From Poor Practices to Smart Practices

The persistent shortcomings in enterprise IT projects—ranging from weak oversight to the inconsistent application of industry standards and best practices —highlight the need for a fundamental shift. Addressing these challenges requires more than relying on reactive interventions. It demands a structured, proactive approach that embeds quality into every aspect of project delivery.

Project Assurance Today

Project assurance provides a structured mechanism to oversee and support enterprise IT project delivery. It promotes adherence to defined methodologies, frameworks, and practices. It operates across the project lifecycle to provide stakeholders with confidence that quality objectives will be met.

Unlike project management, which handles day-to-day delivery, project assurance ensures quality is maintained. In enterprise IT projects, quality responsibilities are typically divided between the PMO and the Project Manager.

The PMO establishes governance structures with varied roles:

  • A directive PMO manages projects directly and holds full accountability for outcomes.
  • A controlling PMO enforces standards and shares accountability for results.
  • A supportive PMO provides guidance without direct responsibility. 

The PMO may also require the use of standardised methods, maintain compliance with enterprise expectations, or provide tools and templates. It oversees audits, monitors adherence to frameworks, recommends corrective actions, or supports team-led quality assessments.

The Project Manager monitors delivery against key performance indicators and strategic objectives. This includes reviewing progress reports, financial data, and metrics to keep the project on track.
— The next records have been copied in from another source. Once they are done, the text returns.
PR #35, opened 2022-02-11
feat: Verify annotations in key, email, url verifiers 

viccuad:
#### Summary

For PublicKeyVerifier, CertSubjectEmailVerifier, CertSubjectUrlVerifier,
add a new `annotations` parameter, and logic so they check that their
layer contains the passed annotations.

This way, we can for example create a PublicKeyVerifier with a key and
annotations. When filtering with cosign::filter_signature_layers(), we
will filter for those signatures signed with that key and containing
those annotations.

This is in contrast with the already existing AnnotationsVerifier, that
is used to filter for those signatures containing the
annotations (regardless of the identity), and it's used to check that
all signatures contain the passed annotations.

Consume changes to verifiers.

This is useful in github.com/kubewarden/policy-fetcher, as we verify signatures with annotations,
apart from annotations globally for all signatures.

#### Release Note

```release-note
feat: Added a new `annotations` parameter to `PublicKeyVerifier`, `CertSubjectEmailVerifier`, `CertSubjectUrlVerifier`.
```

### DIFF
--- a/examples/verify/README.md
+++ b/examples/verify/README.md
@@ -1,6 +1,6 @@
-This is a simple example program that shows how perform cosign verification.
+This is a simple example program that shows how to perform cosign verifications.
 
-The program allows also to use annotation, in the same way as `cosign verify -a key=value`
+The program allows also to use annotations, in the same way as `cosign verify -a key=value`
 does.
 
 The program prints to the standard output all the Simple Signing objects that
--- a/examples/verify/main.rs
+++ b/examples/verify/main.rs
@@ -202,6 +202,19 @@ async fn run_app() -> anyhow::Result<Vec<SignatureLayer>> {
     let mut client = client_builder.build()?;
 
     // Build verification constraints
+    let annotations = if let Some(annotations) = matches.values_of("annotations") {
+        let mut values: HashMap<String, String> = HashMap::new();
+        for annotation in annotations {
+            let tmp: Vec<_> = annotation.splitn(2, "=").collect();
+            if tmp.len() == 2 {
+                values.insert(String::from(tmp[0]), String::from(tmp[1]));
+            }
+        }
+        values
+    } else {
+        HashMap::default()
+    };
+
     let mut verification_constraint: VerificationConstraintVec = Vec::new();
     if let Some(cert_email) = matches.value_of("cert-email") {
         let issuer = matches.value_of("cert-issuer").map(|i| i.to_string());
@@ -209,6 +222,7 @@ async fn run_app() -> anyhow::Result<Vec<SignatureLayer>> {
         verification_constraint.push(Box::new(CertSubjectEmailVerifier {
             email: cert_email.to_string(),
             issuer,
+            annotations: annotations.clone(),
         }));
     }
     if let Some(cert_url) = matches.value_of("cert-url") {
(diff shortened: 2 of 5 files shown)


viccuad:
Force-pushed for Co-author signing off.

flavio:
I have some doubts about these changes. I think the addition of `annotations` to each verifier is "cluttering" the API.

From my understanding, this is your use case. Given a public key and a list of annotations, find all the signatures produced for container image `<foo>` that have been produced by this public key AND satisfy all the specified annotations.

This can already be done via the combined usage of  of `PublicKeyVerifier` and `AnnotationVerifier` inside of the `sigstore::cosign::filter_signature_layers` function.

You have to create a `VerificationConstraintVec` instance, add to it the two constraints and then pass it to the `filter_signature_layers`.
This will returns a list of layers that are satisfying both your constraints.

The current code is less optimized compared to the one you're proposing. But I don't think we will have thousand of signature layers for each signed artifact, plus hundreds of verification constraints. If that happens, the end users of the library can still create their own verifiers that are doing this sort of optimizations.

I would prefer the keep the code as it is, it feels more "clean" to me.

flavio:
I'm now reviewing the PR you created on Kubewarden that leverages the new verification API. I now understand why you came up with this PR.

Kubewarden has a slightly different use case than the one I described.

Some quick background, this is a possible verification configuration:

```yaml
- kind: pubKey
  owner: flavio # not relevant - just to understand who owns this key
  key: .... # mandatory
  annotations: # optional
    env: prod
- kind: pubKey
  owner: alice # not relevant - just to understand who owns this key
  key: .... # mandatory
  annotations: # optional
    env: prod
    reviewed: true
```

In this case, all the layers signed by `flavio` must have the `env=prod` annotation, while the ones signed by `alice` must have `env=prod AND reviewed=true`.
That's why the current verifier are sub-optimal to this use case.

However, I think the API of sigstore-rs should be as generic as possible, and just allow end consumers to provide their own implementations when needed.

In this specific example, I would declare  the following verifier inside of Kubewarden:

```rust
#[derive(Debug)]
struct PubKeyAndAnnotationsVerifier {
    pub_key_verifier: PubKeyVerifier,
    annotation_verifier: AnnotationVerifier,
}

impl PubKeyAndAnnotationsVerifier {
    pub fn new(key: &str, annotations: HashMap<String, String>) -> Result<Self> {
        let pub_key_verifier = PubKeyVerifier::new(key)?;
        let annotation_verifier = AnnotationVerifier { annotations };
        Ok(Self {
            pub_key_verifier,
            annotation_verifier,
        })
    }
}

impl VerificationConstraint for PubKeyAndAnnotationsVerifier {
    fn verify(&self, sl: &SignatureLayer) -> Result<bool> {
        let outcome = self.annotation_verifier(sl)? && self.pub_key_verifier(sl)?;
        Ok(outcome)
    }
}
```

A similar one could be done to compose the annotation and the cert verifiers together.

These new verifiers would then be used by Kubewarden and provided to the filter function.

I think this would be the right compromise between a generic API for sigstore-rs, and code-reuse inside of Kubewarden.

What do you think?

viccuad:
That's a good proposal, I am happy composing Verifiers in Kubewarden instead. It simplifies things, and we take a performance hit from O(n) to O(n*m), n being present layers and m being number of signatures to verify, but yes, the differing signatures are going to be ~10 tops.

Closing in favor of that.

Redefining Project Quality

Current assurance practices support quality oversight, but they are often constrained by fragmented responsibilities. Quality is frequently treated as secondary, especially when divided across roles focused on time, cost, or scope. This creates oversight gaps, inconsistent quality practices, and delayed issue detection.

To improve outcomes, organisations should restructure project assurance to include dedicated, accountable quality oversight. This improves governance, clarifies roles, and keeps quality as a central concern throughout the project lifecycle.